Arnold and his men had left, after seeing Benson locked in the jail’s stoutest cell. But hardly had the special government men left when the Marville sheriff led Benson out of that cell and to his rear room.

The sheriff was a good officer, but he had a desire for publicity of the right sort. And here was a gorgeous chance.

The power plot was the biggest thing in the crime history of the country. It had the nation so excited it could scarcely sleep nights. The man who cracked it would be the nation’s hero.

And the sheriff saw no reason why he shouldn’t be that man.

If this fellow with the colorless eyes really knew something, he should be forced to tell it; then the sheriff would carry on from there.

There were three deputies with him when he herded Benson into the rear room. Benson, hands cuffed behind him, stood for a moment and faced the four. And for a second even the sheriff had his doubts.

This man was not large. Any one of the four of them was inches taller and pounds heavier. He seemed helpless with the handcuffs binding him. Yet there was something distinctly disquieting about the way he stood there.

“Sit down!” barked the sheriff, indicating a straight-backed kitchen chair.

Benson calmly sat down.

“I shall, of course, tell you nothing, sheriff,” he said, with no more emotion in his vibrant voice than in his calm face.

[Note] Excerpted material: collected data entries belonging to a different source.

PR #154, opened 2021-03-24
(#137) Address-0-0 Memo E2E Test

### LINKED ISSUE #137: Implement E2E tests for 0-0 memos
Implement e2e test for sending a bridge transfer with the option for user submission of ETH TX.
- Test that HBARs can be transferred
- Test that tokens can be transferred

georgiyazovaliiski:
**Detailed description**:
An E2E Test for a scenario where the memo is in a format Address-0-0. The validators should not be validating fee or sending an ETH Transaction Execution Message. I also modified the e2e configuration file and Hedera node initialization function a bit.

Fixes #137 

**Checklist**
- [ ] Documentation added
- [x] Tests updated


failfmi (dismissed):

failfmi (dismissed):

e2e/e2e_test.go
```diff
@@ -229,27 +240,21 @@ func verifyTopicMessages(setup *setup.Setup, transactionResponse hedera.Transact
 					ethTransMsgCollected++
 					fmt.Println(fmt.Sprintf("Received Ethereum Transaction Hash [%s]", msg.GetTopicEthTransactionMessage().EthTxHash))
 				}
-
-				// Check whether we collected everything
```
Daniel-K-Ivanov, line 233: I think that leaving the blocking channel is better. We will save execution time and not wait for 60 seconds timeout. In order to make it work we just have to remove the hardcoded 1 so the if becomes:
```go
if expectedValidatorsCount == ethSignaturesCollected &&
 ethTransMsgCollected == expectedEthTxMessageCount {
	c1 <- true
}
```

e2e/e2e_test.go
```diff
@@ -188,14 +199,13 @@ func sendHbarsToBridgeAccount(setup *setup.Setup, memo string) (*hedera.Transact
 	return &res, err
 }
 
-func verifyTopicMessages(setup *setup.Setup, transactionResponse hedera.TransactionResponse, t *testing.T) string {
+func verifyTopicMessages(setup *setup.Setup, transactionResponse hedera.TransactionResponse, expectedSignaturesCount int, expectedEthTxMessageCount int, t *testing.T) string {
```
Daniel-K-Ivanov, line 202: Do we need to pass `expectedSignaturesCount`?

Daniel-K-Ivanov (changes requested):
We should update the E2E docs with the network type as-well

e2e/e2e_test.go
georgiyazovaliiski: This is needed in order to generalize the verification of different scenarios. With a format such as address-0-0 we are waiting for no ethTxMessage, therefore we pass a 0 at the assertion.

failfmi (approved):

Daniel-K-Ivanov (approved):

PR #184, opened 2021-04-02
Feature: remove watcher-sdk

### LINKED ISSUE #179: Remove the Watcher SDK

### LINKED ISSUE #180: Signature message received before actual transfer
If somehow the topic signature message is received before the actual transfer, the handling of the topic signature message will result with invalid transaction id

failfmi:
**Detailed description**:
* Remove `hedera-watcher-sdk`
* Introduce Pair - each pairs consists of watcher and handler, having a go channel as a centralized point
* Bug fixes on validation

Fixes #179
Fixes #180 

**Checklist**
- [ ] Documentation added
- [ ] Tests updated


app/process/watcher/publisher/publish.go
```diff
@@ -18,19 +18,11 @@ package publisher
...
-	message, e := proto.Marshal(m)
-	if e != nil {
-		log.Fatalf("[%s] - Failed marshalling response - ID: [%s]\n", typeMessage, id)
-	}
-
-	q.Push(&types.Message{
-		Payload: message,
-		Type:    typeMessage,
+func Publish(m proto.Message, q *pair.Queue) {
+	q.Push(&pair.Message{
```
Daniel-K-Ivanov, line 25: now that the publisher is so "thin" and only 1 line of code is the actual publishing, wouldn't it be better to remove it and call directly `q.Push` from the watchers.

app/process/watcher/transfer/watcher.go
```diff
@@ -51,28 +51,33 @@ type Watcher struct {
...
+	if err != nil {
+		log.Fatalf("Could not start Crypto Transfer Watcher for account [%s] - Error: [%s]", accountID, err)
+	}
+
 	return &Watcher{
 		transfers:        transfers,
 		client:           client,
-		accountID:        accountID,
+		accountID:        id,
 		typeMessage:      process.CryptoTransferMessageType,
```
Daniel-K-Ivanov, line 70: We do not need this anymore

Daniel-K-Ivanov (changes requested):
Now that we don't use the protobufs. Wouldn't it be better to:
- remove the `transfer_message.proto` altogether
- Change the `encoding` package to `model`
- Introduce `transfer` and `message` folders. `transfer` folder has only `transfer.go` there and `message` folder has `signature.go` and `ethereum-tx.go`. Those models are to be used by the `watcher/handlers` and the business layer of the validator such as the `transfer` and `message` services.

Example:
- transfer model has:
`NewTransfer` -> called once the watcher parses an incoming transfer and passes it to the handler. The variables populated there are all of the required data such as `txId`, `receiver`, `nativeToken` etc..
The `NewTransfer` instance can be called if a signature message is retrieved before the transfer is created, again in the watcher.

The `messages` package files could have `FromBytes` -> used by the handler to parse the incoming bytes from the protobuf.
`signature.go` will have its own `NewSignature` and `ethereum-tx.go` will have its own `NewEthereumTx` function.

Once we have those structures, the logic that we have now at `auth-message.go` can actually be added to the `transfer.go`:
- `EncodeBytesFrom` added to `transfer.go` as `GetSignableBytes`



Now that we have removed the type messages, we can delete the `process/config.go` enum and use those variables in the repository since those values are used only for the `status` repository. (p.s `HCS_CRYPTO_TRANSFER` should be actually simply `TRANSFER` and `HCS_TOPIC_MSG` could be only `TOPIC_MESSAGE`)

app/services/messages/service.go
```diff
@@ -305,6 +307,22 @@ func (ss *Service) submitEthTxTopicMessage(transferID, messageHash, ethereumTxHa
 	return ss.hederaClient.SubmitTopicConsensusMessage(ss.topicID, ethTxHashBytes)
 }
 
+func (ss *Service) awaitTransfer(transferID string) (*entity.Transfer, error) {
```
Daniel-K-Ivanov, line 310: Maybe we could add inline comment on why we do this, since this is an edge case that we discovered. Its important info imo

app/encoding/transfer-message.go
```diff
@@ -51,6 +53,14 @@ func NewTransferMessageFromBytes(data []byte) (*TransferMessage, error) {
 	return &TransferMessage{transferMsg}, nil
 }
 
+func NewTransferMessageFromInterface(data interface{}) (*TransferMessage, error) {
```
Daniel-K-Ivanov, line 56: Is it necessary to have a separate function only for the `data.(*TransferMessage)` line of code and add 4-5 lines of error handling, return statement and function definition

Daniel-K-Ivanov (changes requested):

app/persistence/status/status.go
```diff
@@ -19,11 +19,16 @@ package status
...
 	"fmt"
 	"github.com/limechain/hedera-eth-bridge-validator/app/persistence/entity"
-	"github.com/limechain/hedera-eth-bridge-validator/app/process"
 	log "github.com/sirupsen/logrus"
 	"gorm.io/gorm"
 )
 
+// Hedera Watcher SDK message types
+const (
+	TransferMessageType = "TRANSFER"
```
Daniel-K-Ivanov, line 28: Shouldn't this be only `TransferType`?

Daniel-K-Ivanov (commented):
I think that `auth-message` could be removed as well. We simply need to move the `EncodeBytesFrom` function to `transfer.go`. Better name for the function might be `GetSignableBytes`

Daniel-K-Ivanov (approved):

Daniel-K-Ivanov (approved):

PR #187, opened 2021-04-05
E2E - DB Verification

### LINKED ISSUE #75: Verify DB records after E2E execution
- Implement a DB verification service inside the `e2e` folder.
- The service must be able to easily assert that a given record exists in the DB. 
- The service could be using the already implemented repositories for the validator node

We would like to ideally be able to:
- verify that a record is created by the`TransactionRepo` and it has the correct properties at the end of the execution 
- verify that there are TransactionMessage records created by the `MessageRepo` and all of them have correct properties at the end of the execution.

georgiyazovaliiski:
**Detailed description**:
I added a database service to perform a check on records, resulting from E2E scenarios.
Modified E2E configuration by adding dbs object with three configurations (alice, bob and carol)
Added a read-only user to perform the checks.

Fixes #75 

There are two fields, currently not taken into consideration in the Equals functions for both models. This is because I did not find a suitable way to retrieve the information needed.

**Checklist**
- [ ] Documentation added
- [x] Tests updated


e2e/setup/config.go
```diff
@@ -73,10 +74,13 @@ func getConfig(config *Config, path string) error {
...
-	SenderAccount hederaSDK.AccountID
-	TopicID       hederaSDK.TopicID
-	Clients       *clients
+	BridgeAccount   hederaSDK.AccountID
+	SenderAccount   hederaSDK.AccountID
+	TopicID         hederaSDK.TopicID
+	Clients         *clients
+	DBVerifierAlice *db_validation.Service
+	DBVerifierBob   *db_validation.Service
+	DBVerifierCarol *db_validation.Service
```
Daniel-K-Ivanov: I think that it would be best to have only 1 DB validation service that will handle the validation of the all provided databases -> `DBService`

e2e/service/database/service.go
```diff
@@ -0,0 +1,125 @@
...
+	"github.com/limechain/hedera-eth-bridge-validator/app/persistence"
+	"github.com/limechain/hedera-eth-bridge-validator/app/persistence/entity"
+	"github.com/limechain/hedera-eth-bridge-validator/app/persistence/message"
+	"github.com/limechain/hedera-eth-bridge-validator/app/persistence/transfer"
+	"github.com/limechain/hedera-eth-bridge-validator/config"
+	"github.com/limechain/hedera-eth-bridge-validator/e2e/model"
+	log "github.com/sirupsen/logrus"
+)
+
+type Service struct {
```
Daniel-K-Ivanov, line 18: I think that the db validation service should handle checks for all databases. This would mean that he should receive a config for the array of Db's and we simply do:
`database.VerifyTransferRecord`
`database.VerifyMessageRecords`

e2e/e2e_test.go
```diff
@@ -78,10 +84,30 @@ func Test_E2E(t *testing.T) {
...
+			status:          entity_transfer.StatusCompleted,
+			statusSignature: entity_transfer.StatusSignatureMined,
+			statusEthTx:     entity_transfer.StatusEthTxMined,
+			statusEthTxMsg:  entity_transfer.StatusEthTxMsgMined,
+		},
+		ethTransactionHash,
+		true, t)
+
+	// Step 5 - Verify Message Record in the database
+	verifyMessageRecordsInDB(setupEnv.DBVerifiers, expectedTxRecord, receivedSignatures, t)
```
Daniel-K-Ivanov, line 110: I think that it would be best if we make it cleaner and just do 1 step for both validations `verifyDatabaseRecords`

“You’ll talk,” said the sheriff. “You can start by telling me where Nevlo is and how you get into them caves near where Arnold picked you up.”

The Avenger said nothing. He wouldn’t have answered in any case. But even if he had felt like speaking, he would have held off because he was listening hard to something.

Something out in the night.

The night was unseasonably warm, so the side window of the rear room was open. The thick bars set in solid steel casements were revealed. And from out there, just barely to be heard even by The Avenger’s fine ears was a
pop-popping
roar like that of an airplane just ready to take off.

Only, of course, the airplane would have had to be taking off from one of the city streets, since there was no airport that near.

“Come on,” said the sheriff, filled with visions of being a national hero. “Where’s Nevlo?”

The muffled booming of a heavy motor sounded nearer. The sheriff and deputies could hear it now, too. One of the deputies raised an eyebrow.

“That’s a big truck,” he commented.

“Probably one of them twenty-ton trailer outfits from Akron,” said another. “So what? We don’t care about trucks.”

The big motor changed tune as it suddenly idled, out there in the night. Perhaps the driver had stopped for a cup of coffee.

There was the faintest of sounds from outside the open window.

The Avenger had been forced to sit down with his hands behind his back. Those hands now gripped the uprights of the heavy, plain chairback. He pulled a little. His slim fingers went whiter than normal with strain.

There was a thin screaming sound of wood strained beyond endurance. Then The Avenger dropped the back of the chair on the floor behind him. He had plucked it out of its glued and doweled holes as easily as if the two uprights had been two stalks of asparagus.

“For—” began one of the deputies in a whisper. But he stopped with the first word, mouth open. Not a man of them could have duplicated that feat, even with unbound hands and standing upright to brace knees and shoulders and back for the pull.

The Avenger’s eyes, like stainless-steel chips, regarded them all calmly. He had not plucked the back out of the seat simply to show off. He had done it to rivet their attention to him for a moment. And for an excellent reason.

He didn’t want any of them glancing at the window for a while.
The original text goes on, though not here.